Task goal –
The answer must consist of every line from the entries that holds the word "json".

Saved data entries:
PR #371, opened 2018-10-01
upgrade the json gem from 1.8.3 to 1.8.6 to get ruby >=2.4 support

phallstrom:
Version 1.8.3 of the json gem isn't compatable with ruby 2.4 and later.
see: https://github.com/flori/json/issues/303

Specifically require the json gem to ensure we fetch a compatible
version.

### DIFF
--- a/Gemfile
+++ b/Gemfile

Answer section –
upgrade the json gem from 1.8.3 to 1.8.6 to get ruby >=2.4 support
Version 1.8.3 of the json gem isn't compatable with ruby 2.4 and later.
see: https://github.com/flori/json/issues/303
Specifically require the json gem to ensure we fetch a compatible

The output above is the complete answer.